A terrorist attack changes everything – an attack from aliens of all things. The patrons are given two options: comply or else. Complying means giving in to a new set of rules and changing her entire life. “Or else” means she has no chance of going home again.

She must figure out the truth behind why the aliens are holding everyone hostage. In doing so, she risks her chance at freedom – but by the time she learns what’s really happening, she might not want it.

One hundred and fifty-two people are kidnapped by aliens from a mall in Minnesota, and Chevelle Donahue, her co-worker Wicken Sanders, and a teen heartthrob Timber Hudson are among those who are abducted. Wicken tries to resist so he gets labeled as an undesirable. Chevelle and Timber cooperate so they receive much better treatment. Nevertheless all three of them are now captives on the alien’s space ship.

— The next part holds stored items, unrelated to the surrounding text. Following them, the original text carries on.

PR #4775, opened 2025-12-19
fix(ci): rename RUNNER_NAME to avoid GitHub env var conflict

Elvis339:
## Why this should be merged

Every benchmark test run creates a new sub-dashboard instead of adding to the existing dashboard (ref: https://ava-labs.github.io/avalanchego/dev/bench/).

The runner name is changing for every test run because GitHub's built-in RUNNER_NAME env var (which contains the ephemeral ARC runner name like avalanche-avalanchego-runner-2ti-z284t-runner-88vxw) is overwriting the static runner name we pass.

This was introduced in #4443 when the approach changed from passing RUNNER_NAME as a task argument (highest precedence) to setting it as an environment variable (lower precedence than GitHub's built-in).

## How this works

Renames the custom environment variable from `RUNNER_NAME` to `BENCHMARK_RUNNER_NAME` to avoid conflicting with GitHub's built-in `RUNNER_NAME` variable.

## How this was tested

- CI: Compared against the working behavior before [#4443](https://github.com/ava-labs/avalanchego/actions/runs/19718501681/job/56496196216#step:5:599) and now https://github.com/ava-labs/avalanchego/actions/runs/20373088623/job/58544395265?pr=4775#step:5:599

No

### DIFF
--- a/.github/actions/c-chain-reexecution-benchmark/action.yml
+++ b/.github/actions/c-chain-reexecution-benchmark/action.yml
@@ -21,8 +21,8 @@ inputs:
   current-state-dir-src:
     description: 'The current state directory. Supports S3 directory/zip and local directories.'
     default: ''
-  runner_name:
-    description: 'The name of the runner to use and include in the Golang Benchmark name.'
+  runner_type:
+    description: 'The type/label of the runner to include in the benchmark name for grouping results.'
     required: true
   aws-role:
     description: 'AWS role to assume for S3 access.'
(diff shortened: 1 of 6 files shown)


Elvis339:
https://github.com/ava-labs/avalanchego/actions/runs/20373088623/job/58544395265?pr=4775#step:5:593

Screenshot 2025-12-19 at 18 35 52

.github/actions/c-chain-reexecution-benchmark/action.yml
maru-ava: Ideally the input name matches to avoid ambiguity. And maybe 'runner_type' would be more appropriate given that we're talking about the type of runner rather than the name of an individual runner?

Elvis339: Done: https://github.com/ava-labs/avalanchego/pull/4775/changes/a3a81b0a641442c3bc851f13f0823c5fc096559e

To keep things consistent, the change ended up larger than I planned.

RodrigoVillar (approved):

maru-ava (approved):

This is an exciting story which is told from three different perspectives. Overall, that is an effective way to portray multiple aspects of the abduction. However, there were times, especially when things were told from Timber’s perspective that I would forget who the “I” was as his voice was actually very similar to Chevelle’s, in spite of the obvious differences. The novel could also use a bit of editing, especially in the matter of pronoun usage, but thankfully there weren’t too many goofs, such as saying “…against Wicken and I”, to put me off.

I really like the three main characters, especially Chevelle. She is very strong and she has a good heart. The pacing of the story is good, building tension as the story progresses, and I think that the portrayal of the adjustment to a new life is done realistically. I enjoyed all the descriptions of the spaceship and its facilities. The Achlivians have a very advanced technology, and the reasons for their abductions finally become clear as the novel concludes.

The ending is a real cliff-hanger! The author has set up the series in a very suspenseful way and I hope that the next book is published soon. Fantasy readers are in a for an exciting ride with Displaced.